[Collected data]
=== Begin Enclosure ===

PR #830, opened 2022-11-17
Fix fillable and guarded attribute behavior on mass-assignment

stoutput:
Previously, the `__fillable__` and `__guarded__` attributes were only partially supported, and only on create.

This PR:
- adds full support for the `__fillable__` and `__guarded__` attributes on `create`, `bulk_create`, and `update`
- corrects the default value of `__guarded__` to be `[]`
    - `[]` means no attributes are guarded against mass assignment, thus allowing any field to be set by `update`/`create`
    - `['*']`, by contrast, means that all fields on the model are guarded against mass assignment and cannot be set with `update`/`create`
    - It's possible that you may not want fields filtered on `QueryBuilder.create()` since this is a more "direct" method call and would still allow for creation if all the fields are excluded by fillable/guarded. If so let me know and I can remove this behavior
- now raises if both `__fillable__` and `__guarded__` are defined on the base model. This mirrors Orator's behavior.
- fleshes out full support of optional casting of values during `create`/`bulk_create`/`update`
- cleans up `requirements.txt` to only install runtime dependencies. Dev dependencies have been moved into `requirements.dev` and the makefile adjusted
- updates `black` due to a bug with one of its dependencies, `click` (in order to run formatting for this PR)
- cleans up a whole lot of code along the way

Note: I still can't run tests locally in a fresh environment, which makes contributing well-tested code somewhat difficult. Was getting the error about a missing ORM config file.

Update: I was able to get most tests passing locally by creating a database config file. Its path gets set during testing only.


stoutput:
@josephmancuso This is ready for review. Sorry, I know it's a big one.

BSN4:
looks nice, so many code got refactored though need to be reviewed and tested for sure

stoutput:
@josephmancuso Think you can review this one soon? Thanks!

josephmancuso:
Yes my apologies ill get to this. Its on my TODO

zombeer:
I'm also waiting for this fix

src/masoniteorm/config.py
```diff
@@ -11,11 +11,16 @@ def load_config(config_path=None):
         1. try to load from DB_CONFIG_PATH environment variable
         2. else try to load from default config_path: config/database
     """
+    env_path = os.getenv("DB_CONFIG_PATH", None)
 
-    if not os.getenv("DB_CONFIG_PATH", None):
-        os.environ["DB_CONFIG_PATH"] = config_path or "config/database"
+    if env_path:
+        selected_config_path = env_path
+    elif os.getenv("TESTING", "").lower() == "true":
```
josephmancuso: I think we need to name this something a little more obscure. This is only for developing the library right? If someone in their application has a environment variable calling TESTING (very possible) it will break if they don't have a config/test-database.py file. Can we name this something like `ORM_TESTING`?

josephmancuso (changes requested):

stoutput:
Ready for a second pass @josephmancuso

.envrc
```diff
@@ -0,0 +1,2 @@
+use asdf
+layout python
```
josephmancuso, line 2: Whats this file for?

.github/workflows/pythonapp.yml
```diff
@@ -58,7 +58,7 @@ jobs:
           python orm migrate --connection mysql
           make test
   lint:
-    runs-on: ubuntu-latest
+    runs-on: ubuntu-20.04
     name: Lint
```
josephmancuso, line 62: Whats the point of pegging this to a version instead of always testing against the latest ubuntu version?

josephmancuso (changes requested):
Just want to understand the CI changes you made more

.github/workflows/pythonapp.yml
josephmancuso: If we always use the latest we can catch issues as soon as the latest version is updated on that container. If we always peg to 20.04 we'll know it works on ubuntu 20.04 but never anything newer than that

stoutput:
@josephmancuso replied to your comments – let me know if you have any other questions!

stoutput:
Hey @josephmancuso I'm sure you're super busy but it'd be great if we didn't let this one languish, there are a few people waiting on this fix. If you want, I'd be open to taking on a co-maintainer role of the ORM repo while you're busy.

PR #1211, opened 2021-05-14
feat: (pools) Add infinite scroll and lazy loading pool cards

memoyil:


Chef-Cheems (approved):

hachiojidev (approved):
Thanks for adding this. @Chef-Cheems is working on the overhaul of this page which includes lazy loading as well but we will merge this anyway because it is sorely needed.

PR #1216, opened 2021-05-16
refactor: Make code style better

luckyJeffy:
May make the code more readable 😆

### DIFF
--- a/src/views/TradingCompetition/index.tsx
+++ b/src/views/TradingCompetition/index.tsx
@@ -99,8 +99,11 @@ const TradingCompetition = () => {
   const [team3LeaderboardInformation, setTeam3LeaderboardInformation] = useState({ teamId: 3, leaderboardData: null })
 
   const isCompetitionLive = currentPhase.state === LIVE
-  const hasCompetitionEnded =
-    currentPhase.state === FINISHED || currentPhase.state === CLAIM || currentPhase.state === OVER
+  const hasCompetitionEnded = [
+    FINISHED,
+    CLAIM,
+    OVER
+  ].some((phasesItem) => phasesItem === currentPhase.state)
 
   const { hasUserClaimed, userCakeRewards, userPointReward, canClaimNFT } = userTradingInformation
 
@@ -201,8 +204,12 @@ const TradingCompetition = () => {
   }, [profileApiUrl])
 
   // Don't hide when loading. Hide if the account is connected && the user hasn't registered && the competition is live or finished
-  const shouldHideCta =
-    !isLoading && account && !userTradingInformation.hasRegistered && (isCompetitionLive || hasCompetitionEnded)
+  const shouldHideCta = [
+    !isLoading,
+    account,
+    !userTradingInformation.hasRegistered,
+    isCompetitionLive || hasCompetitionEnded
+  ].every(i => Boolean(i))
 
   return (
     <CompetitionPage>
--- a/src/views/TradingCompetition/index.tsx
+++ b/src/views/TradingCompetition/index.tsx
@@ -8,10 +8,9 @@ import useTheme from 'hooks/useTheme'
 import {
   SmartContractPhases,
   CompetitionPhases,
+  EndedPhasesSet,
   LIVE,
-  FINISHED,
   CLAIM,
-  OVER,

=== End Enclosure ===

= Requirement =
Print every record above exactly as it appears.

= Your solution =
PR #830, opened 2022-11-17
Fix fillable and guarded attribute behavior on mass-assignment

stoutput:
Previously, the `__fillable__` and `__guarded__` attributes were only partially supported, and only on create.

This PR:
- adds full support for the `__fillable__` and `__guarded__` attributes on `create`, `bulk_create`, and `update`
- corrects the default value of `__guarded__` to be `[]`
    - `[]` means no attributes are guarded against mass assignment, thus allowing any field to be set by `update`/`create`
    - `['*']`, by contrast, means that all fields on the model are guarded against mass assignment and cannot be set with `update`/`create`
    - It's possible that you may not want fields filtered on `QueryBuilder.create()` since this is a more "direct" method call and would still allow for creation if all the fields are excluded by fillable/guarded. If so let me know and I can remove this behavior
- now raises if both `__fillable__` and `__guarded__` are defined on the base model. This mirrors Orator's behavior.
- fleshes out full support of optional casting of values during `create`/`bulk_create`/`update`
- cleans up `requirements.txt` to only install runtime dependencies. Dev dependencies have been moved into `requirements.dev` and the makefile adjusted
- updates `black` due to a bug with one of its dependencies, `click` (in order to run formatting for this PR)
- cleans up a whole lot of code along the way

Note: I still can't run tests locally in a fresh environment, which makes contributing well-tested code somewhat difficult. Was getting the error about a missing ORM config file.

Update: I was able to get most tests passing locally by creating a database config file. Its path gets set during testing only.


stoutput:
@josephmancuso This is ready for review. Sorry, I know it's a big one.

BSN4:
looks nice, so many code got refactored though need to be reviewed and tested for sure

stoutput:
@josephmancuso Think you can review this one soon? Thanks!

josephmancuso:
Yes my apologies ill get to this. Its on my TODO

zombeer:
I'm also waiting for this fix

src/masoniteorm/config.py
```diff
@@ -11,11 +11,16 @@ def load_config(config_path=None):
         1. try to load from DB_CONFIG_PATH environment variable
         2. else try to load from default config_path: config/database
     """
+    env_path = os.getenv("DB_CONFIG_PATH", None)
 
-    if not os.getenv("DB_CONFIG_PATH", None):
-        os.environ["DB_CONFIG_PATH"] = config_path or "config/database"
+    if env_path:
+        selected_config_path = env_path
+    elif os.getenv("TESTING", "").lower() == "true":
```
josephmancuso: I think we need to name this something a little more obscure. This is only for developing the library right? If someone in their application has a environment variable calling TESTING (very possible) it will break if they don't have a config/test-database.py file. Can we name this something like `ORM_TESTING`?

josephmancuso (changes requested):

stoutput:
Ready for a second pass @josephmancuso

.envrc
```diff
@@ -0,0 +1,2 @@
+use asdf
+layout python
```
josephmancuso, line 2: Whats this file for?

.github/workflows/pythonapp.yml
```diff
@@ -58,7 +58,7 @@ jobs:
           python orm migrate --connection mysql
           make test
   lint:
-    runs-on: ubuntu-latest
+    runs-on: ubuntu-20.04
     name: Lint
```
josephmancuso, line 62: Whats the point of pegging this to a version instead of always testing against the latest ubuntu version?

josephmancuso (changes requested):
Just want to understand the CI changes you made more

.github/workflows/pythonapp.yml
josephmancuso: If we always use the latest we can catch issues as soon as the latest version is updated on that container. If we always peg to 20.04 we'll know it works on ubuntu 20.04 but never anything newer than that

stoutput:
@josephmancuso replied to your comments – let me know if you have any other questions!

stoutput:
Hey @josephmancuso I'm sure you're super busy but it'd be great if we didn't let this one languish, there are a few people waiting on this fix. If you want, I'd be open to taking on a co-maintainer role of the ORM repo while you're busy.

PR #1211, opened 2021-05-14
feat: (pools) Add infinite scroll and lazy loading pool cards

memoyil:


Chef-Cheems (approved):

hachiojidev (approved):
Thanks for adding this. @Chef-Cheems is working on the overhaul of this page which includes lazy loading as well but we will merge this anyway because it is sorely needed.

PR #1216, opened 2021-05-16
refactor: Make code style better

luckyJeffy:
May make the code more readable 😆

### DIFF
--- a/src/views/TradingCompetition/index.tsx
+++ b/src/views/TradingCompetition/index.tsx
@@ -99,8 +99,11 @@ const TradingCompetition = () => {
   const [team3LeaderboardInformation, setTeam3LeaderboardInformation] = useState({ teamId: 3, leaderboardData: null })
 
   const isCompetitionLive = currentPhase.state === LIVE
-  const hasCompetitionEnded =
-    currentPhase.state === FINISHED || currentPhase.state === CLAIM || currentPhase.state === OVER
+  const hasCompetitionEnded = [
+    FINISHED,
+    CLAIM,
+    OVER
+  ].some((phasesItem) => phasesItem === currentPhase.state)
 
   const { hasUserClaimed, userCakeRewards, userPointReward, canClaimNFT } = userTradingInformation
 
@@ -201,8 +204,12 @@ const TradingCompetition = () => {
   }, [profileApiUrl])
 
   // Don't hide when loading. Hide if the account is connected && the user hasn't registered && the competition is live or finished
-  const shouldHideCta =
-    !isLoading && account && !userTradingInformation.hasRegistered && (isCompetitionLive || hasCompetitionEnded)
+  const shouldHideCta = [
+    !isLoading,
+    account,
+    !userTradingInformation.hasRegistered,
+    isCompetitionLive || hasCompetitionEnded
+  ].every(i => Boolean(i))
 
   return (
     <CompetitionPage>
--- a/src/views/TradingCompetition/index.tsx
+++ b/src/views/TradingCompetition/index.tsx
@@ -8,10 +8,9 @@ import useTheme from 'hooks/useTheme'
 import {
   SmartContractPhases,
   CompetitionPhases,
+  EndedPhasesSet,
   LIVE,
-  FINISHED,
   CLAIM,
-  OVER,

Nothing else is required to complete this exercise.